>>>
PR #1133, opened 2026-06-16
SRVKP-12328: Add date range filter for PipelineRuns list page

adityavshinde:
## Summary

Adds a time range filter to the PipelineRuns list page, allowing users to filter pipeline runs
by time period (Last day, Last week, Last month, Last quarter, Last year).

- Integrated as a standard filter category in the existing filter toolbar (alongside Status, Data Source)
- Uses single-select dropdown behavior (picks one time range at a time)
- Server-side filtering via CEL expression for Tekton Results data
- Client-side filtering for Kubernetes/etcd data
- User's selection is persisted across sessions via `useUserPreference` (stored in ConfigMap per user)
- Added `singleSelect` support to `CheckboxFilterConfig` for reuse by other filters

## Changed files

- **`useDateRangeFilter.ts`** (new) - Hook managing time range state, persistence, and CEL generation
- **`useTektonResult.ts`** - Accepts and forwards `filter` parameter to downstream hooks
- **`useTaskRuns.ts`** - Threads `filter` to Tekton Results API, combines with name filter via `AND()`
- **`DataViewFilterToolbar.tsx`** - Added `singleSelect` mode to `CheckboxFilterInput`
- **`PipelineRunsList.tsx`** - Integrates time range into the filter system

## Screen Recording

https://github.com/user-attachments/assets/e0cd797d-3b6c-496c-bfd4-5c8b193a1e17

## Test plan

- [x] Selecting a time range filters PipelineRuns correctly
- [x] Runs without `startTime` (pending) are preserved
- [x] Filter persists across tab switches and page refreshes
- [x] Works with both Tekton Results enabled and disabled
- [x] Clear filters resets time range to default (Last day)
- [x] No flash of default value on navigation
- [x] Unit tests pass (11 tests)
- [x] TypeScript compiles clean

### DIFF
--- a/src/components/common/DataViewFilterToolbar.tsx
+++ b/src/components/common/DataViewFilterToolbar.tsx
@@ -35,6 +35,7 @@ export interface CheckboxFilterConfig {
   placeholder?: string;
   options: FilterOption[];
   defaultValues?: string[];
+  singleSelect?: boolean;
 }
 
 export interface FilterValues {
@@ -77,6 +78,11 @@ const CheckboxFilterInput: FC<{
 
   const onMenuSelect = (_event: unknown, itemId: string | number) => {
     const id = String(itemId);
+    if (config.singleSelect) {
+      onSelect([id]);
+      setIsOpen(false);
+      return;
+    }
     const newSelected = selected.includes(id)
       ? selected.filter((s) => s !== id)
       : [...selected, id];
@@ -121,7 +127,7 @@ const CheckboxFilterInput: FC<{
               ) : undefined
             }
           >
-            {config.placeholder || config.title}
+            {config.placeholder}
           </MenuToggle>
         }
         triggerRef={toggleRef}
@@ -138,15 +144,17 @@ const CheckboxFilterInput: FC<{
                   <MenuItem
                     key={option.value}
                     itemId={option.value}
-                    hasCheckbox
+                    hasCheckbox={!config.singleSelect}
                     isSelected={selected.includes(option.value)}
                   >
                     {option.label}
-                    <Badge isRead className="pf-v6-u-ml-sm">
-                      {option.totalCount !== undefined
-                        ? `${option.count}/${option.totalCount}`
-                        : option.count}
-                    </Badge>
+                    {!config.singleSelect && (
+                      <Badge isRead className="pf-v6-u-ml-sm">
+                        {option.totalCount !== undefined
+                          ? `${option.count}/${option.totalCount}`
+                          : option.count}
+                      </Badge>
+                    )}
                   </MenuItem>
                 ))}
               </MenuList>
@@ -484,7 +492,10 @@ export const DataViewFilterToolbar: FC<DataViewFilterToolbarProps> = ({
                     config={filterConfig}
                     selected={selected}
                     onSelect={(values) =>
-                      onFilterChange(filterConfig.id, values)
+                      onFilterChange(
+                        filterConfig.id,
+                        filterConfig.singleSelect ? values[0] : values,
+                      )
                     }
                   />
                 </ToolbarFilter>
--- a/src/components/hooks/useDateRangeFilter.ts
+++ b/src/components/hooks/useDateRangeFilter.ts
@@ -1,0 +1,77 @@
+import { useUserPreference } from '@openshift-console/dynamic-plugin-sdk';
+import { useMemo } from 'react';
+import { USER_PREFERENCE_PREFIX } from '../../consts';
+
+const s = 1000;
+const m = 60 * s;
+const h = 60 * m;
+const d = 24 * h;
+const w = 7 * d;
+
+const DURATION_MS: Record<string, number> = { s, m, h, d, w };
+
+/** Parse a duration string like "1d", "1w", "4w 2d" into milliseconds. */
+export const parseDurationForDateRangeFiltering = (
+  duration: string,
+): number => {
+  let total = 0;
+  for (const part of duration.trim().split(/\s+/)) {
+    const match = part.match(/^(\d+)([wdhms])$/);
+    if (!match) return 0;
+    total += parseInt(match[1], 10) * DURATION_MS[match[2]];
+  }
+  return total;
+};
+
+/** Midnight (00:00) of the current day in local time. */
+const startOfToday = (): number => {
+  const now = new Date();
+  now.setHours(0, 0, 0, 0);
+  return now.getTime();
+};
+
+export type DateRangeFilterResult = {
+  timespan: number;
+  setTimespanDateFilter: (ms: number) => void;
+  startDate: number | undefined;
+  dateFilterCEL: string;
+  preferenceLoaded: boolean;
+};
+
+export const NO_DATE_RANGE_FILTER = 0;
<<<
Your reply must reproduce all records above exactly.

PR #1133, opened 2026-06-16
SRVKP-12328: Add date range filter for PipelineRuns list page

adityavshinde:
## Summary

Adds a time range filter to the PipelineRuns list page, allowing users to filter pipeline runs
by time period (Last day, Last week, Last month, Last quarter, Last year).

- Integrated as a standard filter category in the existing filter toolbar (alongside Status, Data Source)
- Uses single-select dropdown behavior (picks one time range at a time)
- Server-side filtering via CEL expression for Tekton Results data
- Client-side filtering for Kubernetes/etcd data
- User's selection is persisted across sessions via `useUserPreference` (stored in ConfigMap per user)
- Added `singleSelect` support to `CheckboxFilterConfig` for reuse by other filters

## Changed files

- **`useDateRangeFilter.ts`** (new) - Hook managing time range state, persistence, and CEL generation
- **`useTektonResult.ts`** - Accepts and forwards `filter` parameter to downstream hooks
- **`useTaskRuns.ts`** - Threads `filter` to Tekton Results API, combines with name filter via `AND()`
- **`DataViewFilterToolbar.tsx`** - Added `singleSelect` mode to `CheckboxFilterInput`
- **`PipelineRunsList.tsx`** - Integrates time range into the filter system

## Screen Recording

https://github.com/user-attachments/assets/e0cd797d-3b6c-496c-bfd4-5c8b193a1e17

## Test plan

- [x] Selecting a time range filters PipelineRuns correctly
- [x] Runs without `startTime` (pending) are preserved
- [x] Filter persists across tab switches and page refreshes
- [x] Works with both Tekton Results enabled and disabled
- [x] Clear filters resets time range to default (Last day)
- [x] No flash of default value on navigation
- [x] Unit tests pass (11 tests)
- [x] TypeScript compiles clean

### DIFF
--- a/src/components/common/DataViewFilterToolbar.tsx
+++ b/src/components/common/DataViewFilterToolbar.tsx
@@ -35,6 +35,7 @@ export interface CheckboxFilterConfig {
   placeholder?: string;
   options: FilterOption[];
   defaultValues?: string[];
+  singleSelect?: boolean;
 }
 
 export interface FilterValues {
@@ -77,6 +78,11 @@ const CheckboxFilterInput: FC<{
 
   const onMenuSelect = (_event: unknown, itemId: string | number) => {
     const id = String(itemId);
+    if (config.singleSelect) {
+      onSelect([id]);
+      setIsOpen(false);
+      return;
+    }
     const newSelected = selected.includes(id)
       ? selected.filter((s) => s !== id)
       : [...selected, id];
@@ -121,7 +127,7 @@ const CheckboxFilterInput: FC<{
               ) : undefined
             }
           >
-            {config.placeholder || config.title}
+            {config.placeholder}
           </MenuToggle>
         }
         triggerRef={toggleRef}
@@ -138,15 +144,17 @@ const CheckboxFilterInput: FC<{
                   <MenuItem
                     key={option.value}
                     itemId={option.value}
-                    hasCheckbox
+                    hasCheckbox={!config.singleSelect}
                     isSelected={selected.includes(option.value)}
                   >
                     {option.label}
-                    <Badge isRead className="pf-v6-u-ml-sm">
-                      {option.totalCount !== undefined
-                        ? `${option.count}/${option.totalCount}`
-                        : option.count}
-                    </Badge>
+                    {!config.singleSelect && (
+                      <Badge isRead className="pf-v6-u-ml-sm">
+                        {option.totalCount !== undefined
+                          ? `${option.count}/${option.totalCount}`
+                          : option.count}
+                      </Badge>
+                    )}
                   </MenuItem>
                 ))}
               </MenuList>
@@ -484,7 +492,10 @@ export const DataViewFilterToolbar: FC<DataViewFilterToolbarProps> = ({
                     config={filterConfig}
                     selected={selected}
                     onSelect={(values) =>
-                      onFilterChange(filterConfig.id, values)
+                      onFilterChange(
+                        filterConfig.id,
+                        filterConfig.singleSelect ? values[0] : values,
+                      )
                     }
                   />
                 </ToolbarFilter>
--- a/src/components/hooks/useDateRangeFilter.ts
+++ b/src/components/hooks/useDateRangeFilter.ts
@@ -1,0 +1,77 @@
+import { useUserPreference } from '@openshift-console/dynamic-plugin-sdk';
+import { useMemo } from 'react';
+import { USER_PREFERENCE_PREFIX } from '../../consts';
+
+const s = 1000;
+const m = 60 * s;
+const h = 60 * m;
+const d = 24 * h;
+const w = 7 * d;
+
+const DURATION_MS: Record<string, number> = { s, m, h, d, w };
+
+/** Parse a duration string like "1d", "1w", "4w 2d" into milliseconds. */
+export const parseDurationForDateRangeFiltering = (
+  duration: string,
+): number => {
+  let total = 0;
+  for (const part of duration.trim().split(/\s+/)) {
+    const match = part.match(/^(\d+)([wdhms])$/);
+    if (!match) return 0;
+    total += parseInt(match[1], 10) * DURATION_MS[match[2]];
+  }
+  return total;
+};
+
+/** Midnight (00:00) of the current day in local time. */
+const startOfToday = (): number => {
+  const now = new Date();
+  now.setHours(0, 0, 0, 0);
+  return now.getTime();
+};
+
+export type DateRangeFilterResult = {
+  timespan: number;
+  setTimespanDateFilter: (ms: number) => void;
+  startDate: number | undefined;
+  dateFilterCEL: string;
+  preferenceLoaded: boolean;
+};
+
+export const NO_DATE_RANGE_FILTER = 0;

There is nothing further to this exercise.